YOUR OBJECTIVE >>
Please work out how many lines in the entries below include the string "written", and reply with the number alone.

RECORDS TO USE >>
PR #664, opened 2026-08-21
fix: check invoice amounts against the order's signed terms

AndreaDiazCorreia:
## What

The app never read the invoices it pays, and never read the amount it was asked to invoice for. Both figures came from the direct message that carried them, and both were acted on verbatim.

- **Seller side.** The pay screen showed one number and paid whatever the bolt11 encoded. A wallet honours the invoice, so the number on screen stated nothing about what would leave. Neither flow renders now unless the two agree — the guard sits on the screen, so the manual QR and copy paths are covered as well as the wallet one.
- **Buyer side.** The amount in the `add-invoice` message went straight into `make_invoice`, the Lightning address confirmation and the manual prompt. An invoice minted for it is what the trade settles at.

Both are now held against the terms the node signed rather than against the message: the order amount from the kind-38383 event, the fee rate from the kind-38385 one. mostrod computes both settlements from exactly those two inputs, so the client can re-derive them:

    fee            = round(feeRate × amount / 2)
    seller pays    = amount + fee
    buyer receives = amount − fee

Neither side is the order amount itself, which is why comparing against it would have refused every correct settlement.

## What the check is anchored to

Deriving from the signed events closes the gap between the message and the order, but both events are addressable: the node can republish either one after a trade is under way and move the figure the client accepts. Three further steps close what that leaves open.

**The terms are pinned at commitment.** `Session` records the order amount, the fee rate, and the three inputs the market quote is priced from — currency, fiat amount and premium — as they stood when it committed: at the take for a taker, at submit for a maker, where the maker's own figure is the agreement. All five live in addressable events, so republishing afterwards cannot move what the client will accept. Pricing the quote from the live event would have left the skim addressable in another direction: resolve fewer sats than the trade was agreed at, then republish the premium so the quote lands on the shaved figure and the gap disappears.

The one input still read live is a range order's fiat figure, which no commitment could have pinned — the band is not resolved to one figure until a taker settles it.

**The pins are durable before the commitment goes out.** Recording them in memory is not enough: the commitment is published as soon as the session is created, so a crash or a response timeout before the daemon replies would leave the trade standing remotely with its anchors gone. Restore is the harder case — it clears the session store outright, including sessions already written, and rebuilds each one from the node's own data, so a node A -> B -> A round trip returned every trade in flight to whatever terms the node currently advertises.

`SettlementTermsStore` is the part that survives both. It sits outside the session store, so clearing that does not take it, and it is keyed by trade key: the one identifier that spans the whole lifecycle, since it exists before the order id, it signs the commitment, and restore re-derives it from the key index. An anchor is written once — a retake must not move terms already agreed — and a record with nothing in it still counts, or a commitment made before the info event arrived would be indistinguishable from one that predates pinning.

ANSWER TO THE PROBLEM >>
2